ECONOMíA
¿Quién dijo que era mala la deflación?
Por Julio Nudler
A nadie le resulta fácil entender por qué fue sacrificada la estabilidad de precios, e incluso la deflación. Es cierto que antes de que retornase la inflación faltaba trabajo, se vendía poco y cerraban empresas, pero ahora pasa lo mismo, y encima con aumentos, muchos de ellos terroríficos, que licuan el salario, ese magro salario emergido de la flexibilización laboral y de varios años de alto desempleo, cuantitativo y cualitativo. Entonces, ¿por qué no restablecer, como alguien propuso, el uno a uno y rescatar lo único bueno que había en este país? ¿Se habrá desarticulado aquel orden con el propósito de licuarle la deuda a un grupo de grandes empresas, con enorme poder de lobby? La verdad es que el gobierno de Eduardo Duhalde manejó este asunto de modo tan vidrioso que la sospecha fue cobrando fuerza.
Se supone que toda devaluación debe cambiar los precios relativos, y que se decide con ese propósito; más exactamente, modificar la relación entre los precios de los transables (productos exportables e importables) y los de los no transables (bienes que no entran en el comercio exterior, como la mayoría de los servicios y algunos artículos frescos perecederos). Al revés de lo que ocurrió durante la convertibilidad, con el peso uncido al dólar, la devaluación debe encarecer los transables, tanto los bienes importados como los exportables, y abaratar relativamente los no transables.
Lo sucedido durante el primer bimestre corrobora esa expectativa: mientras los precios minoristas (IPC) subieron 5,5 por ciento, los mayoristas (IPM) aumentaron 18,5. Esta diferencia responde, fundamentalmente, al mucho mayor peso que los servicios tienen en el IPC, con rubros como vivienda, salud, transporte, esparcimiento y educación. Lo doloroso es que todos estos rubros sólo se abaratan “relativamente”, y en su conjunto el índice, que es una forma de medir el costo de vida, se incrementa. En un contexto de desempleo en ascenso, el resultado es una nueva caída en el nivel de vida de los sectores de ingresos fijos.
En otro sentido, si los precios de los transables aumentan, pero menos que el dólar, el país gana en competitividad, y esta mejora puede estimular la reactivación. En la base de este proceso está la disminución comparativa en el precio de los no transables, algunos de los cuales son costos para los productores de transables. Este efecto es profundizado esta vez por la inmovilidad de las tarifas de los servicios públicos, pero esta congelación es temporaria.
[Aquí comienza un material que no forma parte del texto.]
Issue #43, opened 2019-07-17
Add support for AILib (aka. ML-Plan)


sebhrusen:
New OS framework to be added:
https://github.com/fmohr/AILibs

looking for contributors.

mwever:
Hi,

I now integrated ML-Plan with the AutoML Benchmark. More specifically, I added two default frameworks for ML-Plan:

- **MLPlanWEKA**: ML-Plan using WEKA as a basis for configuring ML algorithms. It is capable of tackling classification as well as regression tasks. However, we did not benchmark it yet for regression. For internal validation, MLPlanWEKA offers acc, auc, logloss, and f1 for classification, and rmse, mse, mae, rmsle, and r2 for regression.
- **MLPlanSKLearn**: ML-Plan using scikit-learn as a basis for configuring ML algorithms. It is also capable of dealing with classification and regression tasks. Metrics are the same for classification and regression as for MLPlanWEKA.

I have only one question left: How is the value of the positive class provided for AUC and F1 in case of binary classification?

PR #153, opened 2020-07-28
Integration of ML-Plan as a default framework

mwever:
With this PR, ML-Plan is introduced as a new default framework. More specifically, there are two versions of ML-Plan added:
- MLPlanWEKA which denotes the version of ML-Plan working with WEKA as a backend
- MLPlanSKLearn which denotes the version of ML-Plan working with scikit-learn as a backend.

Both versions should be capable of working with classification and regression tasks for various metrics (acc, logloss, auc, f1, rmse, mse, rmsle, mae, mse) depending on the respective task, i.e. it is for example not possible to run ML-Plan on a multi-class classification dataset with auc nor f1.

Furthermore, I increased the version number of liac-arff in the root requirements.txt file since the already listed openml dependency required the newer version of liac-arff.

Sumary of Changes:
- Add default framework MLPlanWEKA
- Add default framework MLPlanSKLearn
- Edited documentation for ML-Plan
- Increased version number of liac-arff dependency


mwever:
#43

resources/frameworks.yaml
```diff
@@ -69,6 +69,14 @@ AutoWEKA:
   version: '2.6'
   project: https://www.cs.ubc.ca/labs/beta/Projects/autoweka/
 
+MLPlanWEKA:
+  version: 'latest'
+  project: https://mlplan.org
+
+MLPlanSKLearn:
```
sebhrusen, line 76: Just wondering, I didn't compare the 2 integrations line by line, but they look very similar to me. The main difference I see in the `setup` is that `sklearn` version requires of course Python dependencies. 
Wouldn't be easier for future maintenance to have only one integration?
They would then share the same `setup.sh` (downloading sklearn even in Weka mode should be harmless).
And you could just switch between modes in the framework definition, for example:
```yaml
MLPlan:
  module: frameworks.MLPlan
  version: latest
  project: https://mlplan.org

MLPlanWEKA:
    extends: MLPlan
    params:
        _mode: weka

MLPlanSklearn:
    extends: MLPlan
    params:
        _mode: sklearn
```
in the shared `exec.py`, you can then use:
```python
mode = config.framework_params.get('_mode')  # the leading underscore in the param is by convention for params not passed directly to the framework itself
```
to switch some logic between both implementations.

Again, this makes sense only if you think it would simplify integration and avoid duplicate logic.

frameworks/MLPlanSKLearn/exec.py
```diff
@@ -0,0 +1,67 @@
...
+    train_file = dataset.train.path
+    test_file = dataset.test.path
+    # Weka requires target as the last attribute
+    if dataset.target.index != len(dataset.predictors):
+        train_file = reorder_dataset(dataset.train.path, target_src=dataset.target.index)
+        test_file = reorder_dataset(dataset.test.path, target_src=dataset.target.index)
+
+    training_params = {k: v for k, v in config.framework_params.items() if not k.startswith('_')}
+
+    cmd_root = "java -jar {here}/lib/mlplan/mlplan-cli*.jar ".format(here=dir_of(__file__))
```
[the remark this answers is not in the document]
sebhrusen: Is it that you don't care because the Java process then delegates most work to sklearn?

requirements.txt
```diff
@@ -1,5 +1,5 @@
 boto3>=1.9,<2.0
-liac-arff==2.3
+liac-arff==2.4
```
sebhrusen, line 2: thx for that, if openml requires it as well, maybe I should think about relaxing the version constraint.

docs/automl_overview.md
```diff
@@ -214,15 +214,15 @@ Komer, Brent, James Bergstra, and Chris Eliasmith (2014).
...
+[documentation](https://starlibs.github.io/AILibs/projects/mlplan/) |
 Java |
-Optimization: Hierachical Task Planning | -
+Optimization: Best-First Search on a search graph induced through Hierachical Task Network Planning | -
 
 > a new approach to AutoML based on hierarchical planning
 
-ML-Plan is a new AutoML framework based on Hierarchical Task Planning.
-It can optimize with both a WEKA and scikit-learn backend.
+ML-Plan organizes the search space of possible AutoML solution candidates via Hierarchical Task Network (HTN) planning.
```
PGijsbers, line 224: Thanks for updating the docs! But I think it should be ML instead of AutoML?

docs/automl_overview.md
```diff
@@ -214,15 +214,15 @@ Komer, Brent, James Bergstra, and Chris Eliasmith (2014).
 *ICML workshop on AutoML 2014*.
 
 ## ML-Plan
-[source](https://github.com/fmohr/AILibs/tree/master/softwareconfiguration/mlplan) |
-[documentation](https://github.com/fmohr/AILibs/tree/dev/softwareconfiguration/mlplan/docs/javadoc) |
+[source](https://github.com/starlibs/AILibs) |
+[documentation](https://starlibs.github.io/AILibs/projects/mlplan/) |
 Java |
-Optimization: Hierachical Task Planning | -
+Optimization: Best-First Search on a search graph induced through Hierachical Task Network Planning | -
```
PGijsbers, line 220: The '-' field should hold the license, the repo lists  AGPL-3.0. If that is correct, could you update that here?

frameworks/MLPlanWEKA/exec.py
```diff
@@ -0,0 +1,67 @@
...
+def run(dataset: Dataset, config: TaskConfig):
+    log.info("\n**** ML-Plan for WEKA ****\n")
+
+    # Mapping of benchmark metrics to Weka metrics
+    metrics_mapping = dict(
+        acc='ERRORRATE',
+        auc='AUC',
+        logloss='LOGLOSS',
+	f1='F1',
+	rmse="ROOT_MEAN_SQUARED_ERROR",
```
PGijsbers, line 23: Can you keep consistent indentation both here and below when defining `cmd_params`?

PGijsbers:
@sebhrusen Marcel told me he was not able to evaluate on aws. Would you be able to run a validation test?

frameworks/MLPlanSKLearn/exec.py
```diff
@@ -0,0 +1,67 @@
...
+    cmd_params = dict(
+        f='"{}"'.format(train_file),
+        p='"{}"'.format(test_file),
+        t=config.max_runtime_seconds,
+        ncpus=config.cores,
+        l=metric,
+	    s=config.seed,   # weka accepts only int16 as seeds
+	    ooab=config.output_predictions_file,
```
sebhrusen, line 50: is this predictions file already in the expected format?
Usually, we ask the frameworks to provide the predictions and probabilities + various flags to generate the predictions file in a standard way. 
see for example:
```python
    return result(output_file=config.output_predictions_file,
                  predictions=predictions,
                  truth=y_test,
                  probabilities=probabilities,
                  probabilities_labels=prob_labels,
                  target_is_encoded=False,
                  models_count=num_models_trained,
                  models_ensemble_count=num_models_ensemble,
                  training_duration=training.duration,
                  predict_duration=predict.duration)
```
If you provide `probabilities_labels` like in the snippet above, the probabilities columns will be automatically reordered to meet sklearn expectations when computing metrics like AUC.

frameworks/MLPlanSKLearn/exec.py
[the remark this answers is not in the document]
mwever: Yes ML-Plan will spawn additional processes for running python pipelines which are not subsumed under the memory restrictions of Java. Nontheless, I added now some constraints to allow the Java part read in larger datasets as well.

resources/frameworks.yaml
mwever: Thanks for the pointer. I will re-arrange the include of the framework definition

frameworks/MLPlanWEKA/exec.py
mwever: sorry, of course I will make it consistent.

frameworks/MLPlanSKLearn/setup.sh
```diff
@@ -0,0 +1,20 @@
+#!/usr/bin/env bash
```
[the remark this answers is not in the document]
mwever: I am re-arranging the setup making sure to use a virtual environment for ML-Plan

frameworks/MLPlanSKLearn/requirements.txt
```diff
@@ -0,0 +1,7 @@
+liac-arff==2.4
+numpy>=1.15,<2.0
+scipy>=1.5,<1.6
+pandas>=0.23,<1.0
+tpot>=0.11.0,<0.12
+xgboost>=1.1.0,<1.2
+scikit-learn>=0.22.2
```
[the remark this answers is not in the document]
mwever: How can I then reorder the dataset (as it is also done for AutoWEKA) such that the target is in the last column?

frameworks/MLPlanSKLearn/exec.py
mwever: I extended the CLI of ML-Plan to conform the output format as required by the benchmark which will produce a csv file where the first columns contain the probabilities of the respective class labels in case of classification, the predictions, and the truth (the latter two are written out for both tasks classification and regression). However, there was no information about the number of models trained etc. I am currently extending the output so that we can use the result function.

frameworks/MLPlanSKLearn/requirements.txt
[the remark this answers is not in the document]
sebhrusen: > How can I then reorder the dataset (as it is also done for AutoWEKA) such that the target is in the last column?

Oh I see, we've got a problem here.
When running in a venv, your code can use any function from `amlb.utils` module because this one has minimmal dependencies (only yaml), but by it can't use `reorder_dataset` because this function is in `amlb.datautils`, this last module depending on `pandas`, `sklearn` and so on, so I didn't want to have all those dependencies by default in all venvs of course. 
It's possible to do the reordering in the `__init__.py` though, before calling the subprocess.
Let me try a couple a things, I'll come back to you with a solution (I hope).

frameworks/MLPlanSKLearn/exec.py
sebhrusen: great, let me verify that you can call the `result` function even with `predictions=None` for example, otherwise I'll fix it.

mwever: You dont need to check that. I already added another output format and called the result in the ordinary way. So no worries.

frameworks/MLPlanSKLearn/requirements.txt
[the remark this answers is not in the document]
mwever: That'd be great!

frameworks/MLPlan/__init__.py
```diff
@@ -0,0 +1,22 @@
...
+
+    data = dict(
+        train=dict(path=dataset.train.path),
+        test=dict(path=dataset.test.path),
+        target=dict(index=dataset.target.index),
+        predictors_type=['Numerical' if p.is_numerical() else 'Categorical' for p in dataset.predictors]
+    )
+
+    return run_in_venv(__file__, "exec.py",
+                       input_data=data, dataset=dataset, config=config)
```
sebhrusen, line 22: This should solve your reordering issue:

Habrá que ver en qué desemboca la renegociación con las privatizadas.
En realidad, todas estas conclusiones son provisorias: el traslado a precios de la devaluación aún seguirá haciendo camino, aunque el vuelco a precios vaya perdiendo aire porque cada alza implica una merma en el ingreso real disponible del consumidor masivo, al menos mientras los trabajadores no les arranquen reajustes salariales a sus empleadores. Una de las razones del modesto impacto (según testimonia la estadística oficial) de la devaluación sobre los precios internos ha sido la militante oposición de la gente a las remarcaciones. Pero está por ver si esa resistencia puede sostenerse. Es curioso que de pronto los formadores de precios se convirtiesen, ante el ojo público, en despiadados agiotistas: ¿no eran ellos mismos quienes formaban precios cuando éstos bajaban?
También es verdad que persistieron en esta economía muchos mercados poco o nada competitivos, de no haber sido por los cuales la deflación hubiese resultado mucho más marcada. En esos productos hay aún amplios márgenes a adelgazar, que pueden acolchonar el efecto de la devaluación si el Gobierno rompe los comportamientos oligopólicos. Por ahora, sin embargo, la restricción de oferta es el fenómeno más visible, y el mayor peligro para la estabilidad, después de haber sido la abundancia de opciones, durante los ‘90, el mejor reaseguro antiinflacionario.